Records for the exercise
▼
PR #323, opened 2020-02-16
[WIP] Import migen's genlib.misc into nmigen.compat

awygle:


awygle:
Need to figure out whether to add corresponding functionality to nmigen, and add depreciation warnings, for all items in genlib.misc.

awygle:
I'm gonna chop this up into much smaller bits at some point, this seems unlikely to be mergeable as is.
▲
▼
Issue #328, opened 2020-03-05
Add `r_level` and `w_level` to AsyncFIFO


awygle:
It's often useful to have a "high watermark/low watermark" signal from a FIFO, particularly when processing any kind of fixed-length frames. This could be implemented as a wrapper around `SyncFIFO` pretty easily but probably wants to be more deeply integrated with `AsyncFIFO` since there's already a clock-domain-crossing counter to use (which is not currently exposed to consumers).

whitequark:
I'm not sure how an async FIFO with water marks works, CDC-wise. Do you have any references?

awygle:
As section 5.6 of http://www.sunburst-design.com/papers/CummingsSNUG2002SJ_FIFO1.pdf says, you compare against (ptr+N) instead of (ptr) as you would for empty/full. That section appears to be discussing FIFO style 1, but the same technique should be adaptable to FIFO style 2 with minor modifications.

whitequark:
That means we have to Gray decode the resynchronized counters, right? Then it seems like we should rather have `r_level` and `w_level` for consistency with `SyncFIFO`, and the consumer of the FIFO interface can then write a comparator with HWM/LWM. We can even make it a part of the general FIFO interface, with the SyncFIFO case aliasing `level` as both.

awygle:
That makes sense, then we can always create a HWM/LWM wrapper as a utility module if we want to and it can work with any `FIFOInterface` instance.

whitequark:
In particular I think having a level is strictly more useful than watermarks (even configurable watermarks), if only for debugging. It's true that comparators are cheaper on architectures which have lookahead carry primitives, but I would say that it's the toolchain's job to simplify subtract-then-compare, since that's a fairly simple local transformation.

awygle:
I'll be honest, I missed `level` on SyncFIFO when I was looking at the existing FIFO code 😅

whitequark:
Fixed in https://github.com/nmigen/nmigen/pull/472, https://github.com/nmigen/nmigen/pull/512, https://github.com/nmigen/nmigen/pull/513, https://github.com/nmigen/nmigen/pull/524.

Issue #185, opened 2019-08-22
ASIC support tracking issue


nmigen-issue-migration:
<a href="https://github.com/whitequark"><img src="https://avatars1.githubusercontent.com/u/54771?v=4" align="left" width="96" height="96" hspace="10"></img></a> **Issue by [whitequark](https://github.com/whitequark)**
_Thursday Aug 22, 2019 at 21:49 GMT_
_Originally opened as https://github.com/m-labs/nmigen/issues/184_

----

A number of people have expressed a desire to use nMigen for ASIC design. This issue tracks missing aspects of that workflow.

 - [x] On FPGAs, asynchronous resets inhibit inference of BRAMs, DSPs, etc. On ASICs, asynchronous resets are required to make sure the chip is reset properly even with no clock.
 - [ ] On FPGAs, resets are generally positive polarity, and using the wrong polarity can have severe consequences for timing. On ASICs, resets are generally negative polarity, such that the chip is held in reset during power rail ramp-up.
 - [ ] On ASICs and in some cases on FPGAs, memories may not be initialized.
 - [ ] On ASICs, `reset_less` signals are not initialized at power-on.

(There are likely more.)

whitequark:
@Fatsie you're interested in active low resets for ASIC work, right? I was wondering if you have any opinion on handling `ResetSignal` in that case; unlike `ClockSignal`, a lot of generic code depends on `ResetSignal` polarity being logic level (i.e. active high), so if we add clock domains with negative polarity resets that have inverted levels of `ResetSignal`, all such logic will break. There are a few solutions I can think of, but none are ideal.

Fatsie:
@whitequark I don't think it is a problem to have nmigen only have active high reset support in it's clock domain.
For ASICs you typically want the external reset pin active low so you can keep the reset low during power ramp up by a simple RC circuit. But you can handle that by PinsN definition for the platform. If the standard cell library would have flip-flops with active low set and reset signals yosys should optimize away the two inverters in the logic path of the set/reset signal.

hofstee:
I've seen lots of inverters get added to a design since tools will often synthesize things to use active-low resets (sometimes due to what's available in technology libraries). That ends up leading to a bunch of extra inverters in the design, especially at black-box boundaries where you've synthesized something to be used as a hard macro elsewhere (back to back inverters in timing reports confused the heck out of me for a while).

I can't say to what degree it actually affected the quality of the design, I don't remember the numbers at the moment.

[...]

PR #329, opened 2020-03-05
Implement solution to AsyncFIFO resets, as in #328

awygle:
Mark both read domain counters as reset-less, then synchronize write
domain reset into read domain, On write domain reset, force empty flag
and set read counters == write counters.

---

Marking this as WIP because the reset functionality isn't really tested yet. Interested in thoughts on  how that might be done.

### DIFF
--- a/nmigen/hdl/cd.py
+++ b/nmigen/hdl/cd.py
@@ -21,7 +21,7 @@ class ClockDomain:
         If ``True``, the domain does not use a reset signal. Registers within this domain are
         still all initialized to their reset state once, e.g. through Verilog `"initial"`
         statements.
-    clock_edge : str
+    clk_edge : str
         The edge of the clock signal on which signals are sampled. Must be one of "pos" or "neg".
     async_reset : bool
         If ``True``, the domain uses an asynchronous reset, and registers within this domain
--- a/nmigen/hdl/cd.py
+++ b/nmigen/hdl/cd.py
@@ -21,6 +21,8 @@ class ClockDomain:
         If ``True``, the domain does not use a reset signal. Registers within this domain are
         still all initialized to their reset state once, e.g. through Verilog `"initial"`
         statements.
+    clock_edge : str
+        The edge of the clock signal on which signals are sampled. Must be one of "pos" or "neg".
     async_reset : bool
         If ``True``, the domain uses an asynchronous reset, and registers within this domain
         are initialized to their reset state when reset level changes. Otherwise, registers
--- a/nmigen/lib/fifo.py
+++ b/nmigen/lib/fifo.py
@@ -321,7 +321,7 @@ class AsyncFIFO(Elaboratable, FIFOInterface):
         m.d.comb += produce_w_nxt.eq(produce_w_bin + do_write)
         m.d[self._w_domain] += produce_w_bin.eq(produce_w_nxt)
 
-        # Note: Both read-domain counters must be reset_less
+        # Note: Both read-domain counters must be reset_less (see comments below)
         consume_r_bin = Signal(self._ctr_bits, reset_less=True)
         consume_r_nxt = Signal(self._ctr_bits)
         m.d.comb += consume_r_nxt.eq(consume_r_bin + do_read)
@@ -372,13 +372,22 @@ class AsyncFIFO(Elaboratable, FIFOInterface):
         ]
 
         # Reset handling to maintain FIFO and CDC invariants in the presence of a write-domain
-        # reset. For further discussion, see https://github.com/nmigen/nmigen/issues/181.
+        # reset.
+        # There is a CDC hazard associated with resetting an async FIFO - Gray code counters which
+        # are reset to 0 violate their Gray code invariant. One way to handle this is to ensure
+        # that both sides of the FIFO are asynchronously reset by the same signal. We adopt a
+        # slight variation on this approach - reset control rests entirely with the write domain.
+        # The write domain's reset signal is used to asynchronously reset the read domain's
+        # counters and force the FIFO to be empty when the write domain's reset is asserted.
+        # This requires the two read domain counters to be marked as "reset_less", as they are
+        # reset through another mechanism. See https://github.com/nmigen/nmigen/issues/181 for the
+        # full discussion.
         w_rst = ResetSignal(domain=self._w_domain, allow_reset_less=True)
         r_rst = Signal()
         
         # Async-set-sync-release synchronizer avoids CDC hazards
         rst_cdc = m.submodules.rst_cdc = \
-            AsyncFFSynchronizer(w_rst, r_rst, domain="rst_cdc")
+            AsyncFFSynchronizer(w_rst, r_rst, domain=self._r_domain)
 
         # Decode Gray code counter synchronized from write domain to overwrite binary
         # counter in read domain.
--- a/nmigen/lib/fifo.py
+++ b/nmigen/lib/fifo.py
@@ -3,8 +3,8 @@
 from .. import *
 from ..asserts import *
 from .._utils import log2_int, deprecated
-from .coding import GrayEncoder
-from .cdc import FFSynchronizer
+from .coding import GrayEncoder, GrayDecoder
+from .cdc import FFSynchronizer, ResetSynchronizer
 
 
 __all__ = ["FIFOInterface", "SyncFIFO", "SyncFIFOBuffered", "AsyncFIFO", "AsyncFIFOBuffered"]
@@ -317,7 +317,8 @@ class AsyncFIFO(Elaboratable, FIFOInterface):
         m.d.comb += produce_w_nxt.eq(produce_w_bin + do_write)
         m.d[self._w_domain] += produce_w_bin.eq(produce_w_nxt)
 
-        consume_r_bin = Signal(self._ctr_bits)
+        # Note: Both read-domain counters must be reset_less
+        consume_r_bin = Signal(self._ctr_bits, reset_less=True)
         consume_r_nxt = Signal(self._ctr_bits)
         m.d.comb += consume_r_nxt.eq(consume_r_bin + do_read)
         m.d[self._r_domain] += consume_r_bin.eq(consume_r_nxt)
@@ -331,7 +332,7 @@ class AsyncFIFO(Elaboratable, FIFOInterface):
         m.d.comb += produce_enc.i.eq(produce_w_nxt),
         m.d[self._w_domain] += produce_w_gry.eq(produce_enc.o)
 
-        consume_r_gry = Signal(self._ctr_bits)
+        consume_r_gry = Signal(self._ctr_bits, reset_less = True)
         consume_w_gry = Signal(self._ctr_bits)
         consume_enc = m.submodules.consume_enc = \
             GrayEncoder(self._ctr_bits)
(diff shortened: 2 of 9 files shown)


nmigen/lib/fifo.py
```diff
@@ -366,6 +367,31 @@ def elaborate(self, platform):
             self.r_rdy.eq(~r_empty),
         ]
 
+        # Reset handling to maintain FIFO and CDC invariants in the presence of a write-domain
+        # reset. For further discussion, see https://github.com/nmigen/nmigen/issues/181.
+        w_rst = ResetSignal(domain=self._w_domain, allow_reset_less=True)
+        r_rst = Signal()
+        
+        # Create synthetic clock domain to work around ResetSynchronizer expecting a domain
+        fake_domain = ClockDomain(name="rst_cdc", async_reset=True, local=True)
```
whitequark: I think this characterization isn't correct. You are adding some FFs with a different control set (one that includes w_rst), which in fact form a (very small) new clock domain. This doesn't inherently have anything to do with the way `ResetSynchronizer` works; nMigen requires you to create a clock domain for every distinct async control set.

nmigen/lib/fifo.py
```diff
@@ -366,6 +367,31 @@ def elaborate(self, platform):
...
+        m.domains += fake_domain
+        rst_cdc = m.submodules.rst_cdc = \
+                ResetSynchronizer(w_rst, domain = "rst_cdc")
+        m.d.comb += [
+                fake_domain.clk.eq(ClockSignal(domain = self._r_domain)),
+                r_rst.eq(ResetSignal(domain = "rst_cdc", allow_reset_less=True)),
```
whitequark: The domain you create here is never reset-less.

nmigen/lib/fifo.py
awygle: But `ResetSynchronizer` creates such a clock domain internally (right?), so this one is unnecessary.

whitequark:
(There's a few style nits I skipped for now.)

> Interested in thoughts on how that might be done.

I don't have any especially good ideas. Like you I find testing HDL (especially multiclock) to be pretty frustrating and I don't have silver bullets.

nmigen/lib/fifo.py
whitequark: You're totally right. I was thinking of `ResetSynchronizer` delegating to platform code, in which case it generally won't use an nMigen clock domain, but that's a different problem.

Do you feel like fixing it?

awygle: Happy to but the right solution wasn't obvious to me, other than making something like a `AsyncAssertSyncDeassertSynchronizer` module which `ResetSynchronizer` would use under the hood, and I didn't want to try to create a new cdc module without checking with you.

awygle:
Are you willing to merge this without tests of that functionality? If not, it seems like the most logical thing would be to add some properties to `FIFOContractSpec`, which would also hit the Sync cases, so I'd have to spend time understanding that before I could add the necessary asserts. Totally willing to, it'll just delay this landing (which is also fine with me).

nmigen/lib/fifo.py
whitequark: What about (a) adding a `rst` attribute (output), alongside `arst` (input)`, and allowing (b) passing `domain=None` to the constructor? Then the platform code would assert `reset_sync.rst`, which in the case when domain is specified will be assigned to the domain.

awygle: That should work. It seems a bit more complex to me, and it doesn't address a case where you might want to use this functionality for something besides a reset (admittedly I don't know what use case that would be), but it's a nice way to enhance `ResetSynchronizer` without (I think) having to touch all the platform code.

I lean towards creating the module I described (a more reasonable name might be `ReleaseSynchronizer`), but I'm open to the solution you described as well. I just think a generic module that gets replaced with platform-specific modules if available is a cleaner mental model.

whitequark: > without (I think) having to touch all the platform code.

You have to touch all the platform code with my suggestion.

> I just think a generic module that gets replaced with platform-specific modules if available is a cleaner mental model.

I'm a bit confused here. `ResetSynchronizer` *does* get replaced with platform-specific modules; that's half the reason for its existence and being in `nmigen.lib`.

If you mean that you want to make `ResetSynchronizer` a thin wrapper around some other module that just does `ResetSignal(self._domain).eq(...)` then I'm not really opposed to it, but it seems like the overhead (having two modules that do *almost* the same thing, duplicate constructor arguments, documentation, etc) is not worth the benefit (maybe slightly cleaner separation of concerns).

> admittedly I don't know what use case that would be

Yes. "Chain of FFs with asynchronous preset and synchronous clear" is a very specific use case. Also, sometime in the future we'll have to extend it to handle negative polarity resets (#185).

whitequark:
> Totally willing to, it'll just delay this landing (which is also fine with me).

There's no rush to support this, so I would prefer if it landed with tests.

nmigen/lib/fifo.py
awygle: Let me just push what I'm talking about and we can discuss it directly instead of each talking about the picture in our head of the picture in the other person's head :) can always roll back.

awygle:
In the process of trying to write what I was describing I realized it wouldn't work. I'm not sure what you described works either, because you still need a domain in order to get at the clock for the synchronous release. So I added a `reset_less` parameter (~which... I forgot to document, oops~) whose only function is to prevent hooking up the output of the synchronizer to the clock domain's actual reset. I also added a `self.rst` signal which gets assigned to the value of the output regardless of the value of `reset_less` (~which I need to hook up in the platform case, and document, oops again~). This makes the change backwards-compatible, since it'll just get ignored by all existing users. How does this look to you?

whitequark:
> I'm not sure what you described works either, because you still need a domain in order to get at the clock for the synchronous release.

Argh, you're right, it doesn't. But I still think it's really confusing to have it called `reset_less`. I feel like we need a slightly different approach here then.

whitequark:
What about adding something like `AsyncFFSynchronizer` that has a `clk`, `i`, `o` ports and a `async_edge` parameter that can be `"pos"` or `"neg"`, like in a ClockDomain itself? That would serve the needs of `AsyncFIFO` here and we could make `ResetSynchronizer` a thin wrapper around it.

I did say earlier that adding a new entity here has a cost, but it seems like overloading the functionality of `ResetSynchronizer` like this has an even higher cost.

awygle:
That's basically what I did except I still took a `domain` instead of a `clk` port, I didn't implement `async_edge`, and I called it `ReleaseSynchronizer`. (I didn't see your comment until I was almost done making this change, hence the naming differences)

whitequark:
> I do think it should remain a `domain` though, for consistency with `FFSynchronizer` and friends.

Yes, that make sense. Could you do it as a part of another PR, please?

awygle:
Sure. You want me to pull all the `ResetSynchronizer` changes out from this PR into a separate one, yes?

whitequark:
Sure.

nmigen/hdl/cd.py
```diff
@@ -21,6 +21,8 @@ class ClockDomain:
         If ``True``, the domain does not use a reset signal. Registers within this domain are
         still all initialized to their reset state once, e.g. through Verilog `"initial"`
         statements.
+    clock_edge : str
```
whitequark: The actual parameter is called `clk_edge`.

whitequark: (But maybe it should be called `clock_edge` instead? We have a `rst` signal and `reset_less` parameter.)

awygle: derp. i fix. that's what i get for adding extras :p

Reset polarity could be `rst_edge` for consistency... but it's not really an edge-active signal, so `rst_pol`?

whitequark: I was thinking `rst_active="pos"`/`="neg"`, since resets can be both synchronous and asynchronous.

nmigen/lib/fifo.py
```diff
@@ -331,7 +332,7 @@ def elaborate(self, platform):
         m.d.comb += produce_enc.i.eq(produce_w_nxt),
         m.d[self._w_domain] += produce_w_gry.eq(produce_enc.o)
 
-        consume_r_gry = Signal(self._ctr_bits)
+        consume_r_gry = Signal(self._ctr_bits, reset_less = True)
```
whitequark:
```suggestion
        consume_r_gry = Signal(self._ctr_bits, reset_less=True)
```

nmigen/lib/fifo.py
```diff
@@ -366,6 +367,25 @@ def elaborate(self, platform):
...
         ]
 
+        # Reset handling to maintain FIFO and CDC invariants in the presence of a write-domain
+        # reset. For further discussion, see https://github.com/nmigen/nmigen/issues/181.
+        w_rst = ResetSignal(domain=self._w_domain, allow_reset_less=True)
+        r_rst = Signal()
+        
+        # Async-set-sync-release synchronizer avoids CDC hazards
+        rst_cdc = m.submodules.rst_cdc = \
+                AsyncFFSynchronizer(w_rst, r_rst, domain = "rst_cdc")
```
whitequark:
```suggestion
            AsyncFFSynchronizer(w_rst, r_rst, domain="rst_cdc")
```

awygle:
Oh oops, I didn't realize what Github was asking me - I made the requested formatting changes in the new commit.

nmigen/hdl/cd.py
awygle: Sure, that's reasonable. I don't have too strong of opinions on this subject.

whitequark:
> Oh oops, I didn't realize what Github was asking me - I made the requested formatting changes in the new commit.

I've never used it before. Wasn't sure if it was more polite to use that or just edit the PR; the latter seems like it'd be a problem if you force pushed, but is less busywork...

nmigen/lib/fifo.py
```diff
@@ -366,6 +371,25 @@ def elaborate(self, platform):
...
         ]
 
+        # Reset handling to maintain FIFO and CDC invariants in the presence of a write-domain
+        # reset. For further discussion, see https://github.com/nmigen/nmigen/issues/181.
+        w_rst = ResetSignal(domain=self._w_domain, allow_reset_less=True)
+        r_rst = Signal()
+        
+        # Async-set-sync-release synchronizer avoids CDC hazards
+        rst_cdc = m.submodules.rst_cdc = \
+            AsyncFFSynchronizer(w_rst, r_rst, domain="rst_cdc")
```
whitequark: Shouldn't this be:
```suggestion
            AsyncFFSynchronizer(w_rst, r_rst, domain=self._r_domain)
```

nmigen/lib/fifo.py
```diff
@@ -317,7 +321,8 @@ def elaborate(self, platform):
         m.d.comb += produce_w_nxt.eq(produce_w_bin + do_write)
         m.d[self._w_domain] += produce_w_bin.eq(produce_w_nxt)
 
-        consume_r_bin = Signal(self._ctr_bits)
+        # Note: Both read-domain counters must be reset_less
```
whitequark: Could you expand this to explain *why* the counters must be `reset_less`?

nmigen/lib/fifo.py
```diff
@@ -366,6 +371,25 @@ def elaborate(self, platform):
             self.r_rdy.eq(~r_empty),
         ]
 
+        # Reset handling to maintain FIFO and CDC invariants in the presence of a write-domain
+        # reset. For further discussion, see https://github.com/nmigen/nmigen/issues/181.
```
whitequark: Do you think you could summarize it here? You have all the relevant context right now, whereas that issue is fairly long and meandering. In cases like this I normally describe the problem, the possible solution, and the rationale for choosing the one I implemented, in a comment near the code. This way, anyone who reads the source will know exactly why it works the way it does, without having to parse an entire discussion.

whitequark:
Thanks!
▲
Work task
Among the entries above, locate the lines containing "Do you feel like fixing it?" and "whitequark: What about", and transcribe exactly those two lines and all lines between.

Finished task
Do you feel like fixing it?

awygle: Happy to but the right solution wasn't obvious to me, other than making something like a `AsyncAssertSyncDeassertSynchronizer` module which `ResetSynchronizer` would use under the hood, and I didn't want to try to create a new cdc module without checking with you.

awygle:
Are you willing to merge this without tests of that functionality? If not, it seems like the most logical thing would be to add some properties to `FIFOContractSpec`, which would also hit the Sync cases, so I'd have to spend time understanding that before I could add the necessary asserts. Totally willing to, it'll just delay this landing (which is also fine with me).

nmigen/lib/fifo.py
whitequark: What about (a) adding a `rst` attribute (output), alongside `arst` (input)`, and allowing (b) passing `domain=None` to the constructor? Then the platform code would assert `reset_sync.rst`, which in the case when domain is specified will be assigned to the domain.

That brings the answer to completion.